NOTE THAT THE DROOLER BELOW IS JUST AN EXAMPLE OF DROOLING ACTIVITY AND DOES NOT REPRESENT THE ACTUAL DROOLER IN QUESTION!
Being a little on the edge of sanity myself I do tend to feel sorry for the droolers in the railfan hobby. Drooling is a common worldwide thing, but when events like this happen you have to wonder if its not time to go jump under a bus, or throw yourself totally drunk off a Manly ferry.
Was returning home from the RSL lunch raffle in bad need of a shower when I was suddenly hit with a strange desire to check out the return of that Yenoora train through Campsie.
Rocked up to the station, brief talk to Ian, then headed on down to the platform for a squiz and wait for the train in question to come rolling by.
Now I like Campsie stations. It is usually free of societies degenerates and buttburglars, while, usually other, shall we call them railfans, head to stations further east.
Today was the exception though. Some older DROOLER in a tartan shirt with shorts twenty sizes to small for him stood at the end of the platform, two cameras around the neck and a distinct look of, well I am unsure how you could describe it. But lets ay one would not be immediately enticed to go near the person.

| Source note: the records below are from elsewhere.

PR #1760, opened 2024-07-18
Fix teknoparrot titles and add gun + wheel games

Tartifless:
Uppercase is necessary, else ES does not find the games

### DIFF
--- a/resources/gamesdb.xml
+++ b/resources/gamesdb.xml
@@ -19,6 +19,9 @@
     <game name="2spicy">
       <gun/>
     </game>
+    <game name="2Spicy">
+      <gun/>
+    </game>
     <game name="38ambushalley">
       <gun/>
     </game>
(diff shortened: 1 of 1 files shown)


Tovarichtch:
Similar issue with #1732 about uppercases. As long as it doesn't touch generated `arcaderoms.xml` file, it's fine.

PR looks good. However, this is optional but futureproof: do you know the max wheel rotation for each of these systems? Or TeknoParrot doesn't care?

resources/gamesdb.xml
```diff
@@ -19,6 +19,9 @@
     <game name="2spicy">
       <gun/>
     </game>
+    <game name="2Spicy">
+      <gun/>
+    </game>
```
Tovarichtch, line 24: Duplicate?

Tartifless: No, uppercase

Tartifless:
TP does not care about max wheel rotation, neither does windows generally

resources/gamesdb.xml
Tovarichtch: I see two times the game name. One uppercase, one lowercase. Game is both names?

Tartifless:
2spicy lowercase already existed, for mame

Tovarichtch:
All good then. OK to merge.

Most disturbing of all was the unusual habbit of putting his hands down his pants for extended periods of time. I know, being men we must occasionally rearrange the assets, I understand this. But this lad was doing a lot of rearranging, I mean, a florist spends less time arranging at Xmas than this guy was. While the florist dosen't feel a need to smell their fingers each time either.
In the end I was just so sickened I left soon after a coal train rolled by, joined by usual two finger salute by the crew.
Is it any wonder crews hate us so, it just takes one plum player to ruin it for everyone.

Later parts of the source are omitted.